Die §§ 48 bis 51 VwVfG sind auf einen Umlegungsplan grundsätzlich nicht anwendbar.

Tenor:

Die Revision des Beteiligten zu 1) gegen das Urteil des 16. Zivilsenats - Senat für Baulandsachen - des Oberlandesgerichts Hamm vom 14. November 1985 - 16 U (Baul) 11/83 - wird nicht angenommen.

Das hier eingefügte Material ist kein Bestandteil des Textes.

Issue #10249, opened 2022-08-15
Sprint 65 Quality Assurance incidental work


ndouglas:
### Table
| Date | Time | Duration | Description | Link(s) | Issue(s) or Resolution |
| -- | -- | -- | -- | -- | -- |
| 08/16 | 08:30 AM | 30m | Dependabot security alerts | [Dependabot Security Alerts](https://github.com/department-of-veterans-affairs/va.gov-cms/security/dependabot) | Updated graphql explorer package dependencies |
| 08/16 | 01:00 PM | 30m | Noticed Drupal's behind by a couple security updates [Drupal Security Alert](https://www.drupal.org/project/drupal/releases/9.3.21) | #10290 |
| 08/18 | 09:30 AM | 30m | content-build-gql tests failing | [Slack Thread](https://dsva.slack.com/archives/C03LFSPGV16/p1660830089022969) | |
| 08/22 | 09:30 AM | 30m | staging post-deploy tests failed | [Slack Thread](https://dsva.slack.com/archives/CJT90C0UT/p1661176152109289) | |
| 08/22 | 10:00 AM | 15m | module update failed | [PR](https://github.com/department-of-veterans-affairs/va.gov-cms/pull/10362) | removed conflicting patch |
| 08/22 | 04:45 PM | 15m | dev was rightly confused by lack of documentation | [Slack Thread](https://dsva.slack.com/archives/CT4GZBM8F/p1661200688076879) | [Created documentation](https://github.com/department-of-veterans-affairs/va.gov-cms/commit/8b6024f146b5772de523c08376860e273319220d) |
| 08/23 | 06:30 AM | 90m | PRs failing | [Pull Request](https://github.com/department-of-veterans-affairs/va.gov-cms/pull/10385) | [Pull Request to solve issue](https://github.com/department-of-veterans-affairs/va.gov-cms/pull/10393).
| 08/23 | 09:45 AM | 15m | DDEV injecting cruft | [Pull Request comment](https://github.com/department-of-veterans-affairs/va.gov-cms/pull/10279#pullrequestreview-1082138500) | [Pull Request to solve issue](https://github.com/department-of-veterans-affairs/va.gov-cms/pull/10396). |
| 08/25 | 11:00 AM | 15m | module update failed (again) | [PR](https://github.com/department-of-veterans-affairs/va.gov-cms/pull/10362) | removed conflicting patch (again) |

PR #10393, opened 2022-08-23
VACMS-10249: Directly require phpspec/prophecy.

ndouglas:
## Description

Relates to #10249.

`phpspec/prophecy` is being dropped as a dependency by `phpunit/phpunit` in 8.5.29.  This is causing PRs to fail.

See #10385.

If tests pass, this is good to merge.


swirtSJW (approved):
Good catch Nate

Der Beteiligte zu 1) trägt die Kosten des Revisionsverfahrens (§ 97 Abs. 1 ZPO, § 161 Abs. 1 BBauG).

Streitwert: 50.000,- DM.

Gründe

1

Die Rechtssache hat keine grundsätzliche Bedeutung (§ 554 b ZPO); die Revision bietet keine hinreichende Aussicht auf Erfolg.

2

Der unanfechtbare Umlegungsplan vom 22. Mai 1980 kann nach § 73 BBauG nur geändert werden, wenn

  1. 1.

    der Bebauungsplan geändert wird,

  2. 2.

    eine rechtskräftige Entscheidung eines Gerichts die Änderung notwendig macht (dabei kann es sich nicht um eine Entscheidung handeln, die auf die Anfechtung einzelner Festsetzungen des Umlegungsplans ergangen ist - Senatsurteil vom 20. November 1980 - III ZR 35/79 - DVBl. 1981, 395, 397) oder

  3. 3.

    die Beteiligten mit der Änderung einverstanden sind.

3

Diese Voraussetzungen liegen ersichtlich nicht vor.

4

Daneben kommt eine Rücknahme des Umlegungsplans nach §§ 48 ff. - wie sie der Beteiligte zu 1) erstrebt - nicht in Betracht.

5

Zwar erwachsen Verwaltungsakte grundsätzlich - anders als Gerichtsurteile - nicht in Rechtskraft, sondern lediglich in Bestandskraft. Dies bedeutet, daß ein Verwaltungsakt zwar unanfechtbar sein, trotzdem aber geändert werden kann. Die hierfür zur Verfügung stehenden Möglichkeiten nach §§ 48 bis 51 VwVfG (Rücknahme, Widerruf, Wiederaufgreifen des Verfahrens) sind jedoch auf den Umlegungsplan wegen seiner besonderen komplexen Struktur und seiner privatrechtsgestaltenden Wirkung grundsätzlich nicht anwendbar. Der Umlegungsplan kann nur unter den Voraussetzungen des § 73 BBauG oder durch ein erneutes Umlegungsverfahren geändert werden (so auch Battis/Krantzberger/Löhr BBauG § 73 Rdn. 1; Schrödter BBauG 4. Aufl. Rdn. 1 und wohl auch Schlichter/Stich/Tittel BBauG 3. Aufl. § 73 Rdn. 1). § 73 BBauG enthält eine abschließende Regelung, die dem Verwaltungsverfahrensgesetz vorgeht (s. § 1 Abs. 1 und 2 VwVfG).

Streitwertbeschluss:

Streitwert: 50.000,- DM.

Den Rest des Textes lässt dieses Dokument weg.